En el caso específico del Banic, la institución bancaria con mayor índice de créditos vencidos según las cifras oficiales, tienen garantías prendarias que respaldan los préstamos, y que al hablar de créditos vencidos no significa que el dinero esté perdido, sino que el mismo se encuentra “convertido” en propiedades inmuebles embargadas ante el incumplimiento de sus obligaciones por parte de los usuarios de créditos.

REDUCCION DEL PODER DE COMPRA

El sociólogo Oscar René Vargas valoró que la recesión económica y el aumento de la mora en los préstamos, están intrínsecamente ligados a factores de orden social como la pobreza y la inequidad en la distribución de los ingresos nacionales.

Según estadísticas publicadas en sus textos, la reducción del poder de compra del salario real promedio nacional entre 1991 y diciembre de 1999 fue del 52 por ciento. Es decir, un poco más de la mitad de la canasta dejó de ser adquirida por la caída del salario real, en los últimos nueve años.

A la par del incremento del valor de la canasta básica, los salarios en el Estado se mantienen mayoritariamente congelados en esos períodos.

Por otra parte, entre 1991 y 1999, según indicadores del Banco Central recopilados por Vargas, el precio promedio nacional del agua aumentó 16 veces y el de la energía eléctrica 24 veces.

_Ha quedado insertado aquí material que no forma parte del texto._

PR #955, opened 2017-01-25
global: file count/size indexing

lnielsen:


zenodo/modules/deposit/indexer.py
```diff
@@ -70,3 +70,8 @@ def indexer_receiver(sender, json=None, record=None, index=None,
     else:
         json['_updated'] = record.updated
     json['_created'] = record.created
+
+    # Compute filecount and total file size
+    files = json.get('_files', [])
+    json['filecount'] = len(files)
+    json['filesize'] = sum([f.get('size', 0) for f in files])
```
slint: `filesize` as a field name might give the impression of searching for the individual file size (Example query: `filesize:>1000000`), except of course if one is thinking of a record as a single file/archive. Alternatives: `record_size`, `total_filesize`, `dataset_size`, `archive_size`.

krzysztof: I second the name change, more alternatives: ``size``, ``filessize``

CSJ NO HA CUANTIFICADO FENOMENO

Aunque aún no se han cuantificado los casos judiciales llevados a las distintas Salas Civiles por incumplimiento de obligaciones con instituciones financieras, casas financieras y terceros, fuentes de la Corte Suprema de Justicia confirmaron a LA PRENSA que, efectivamente, se percibió un incremento en las ejecuciones legales y juicios por incumplimiento de pago. Sin embargo, aún no lo han cuantificado ni procesado.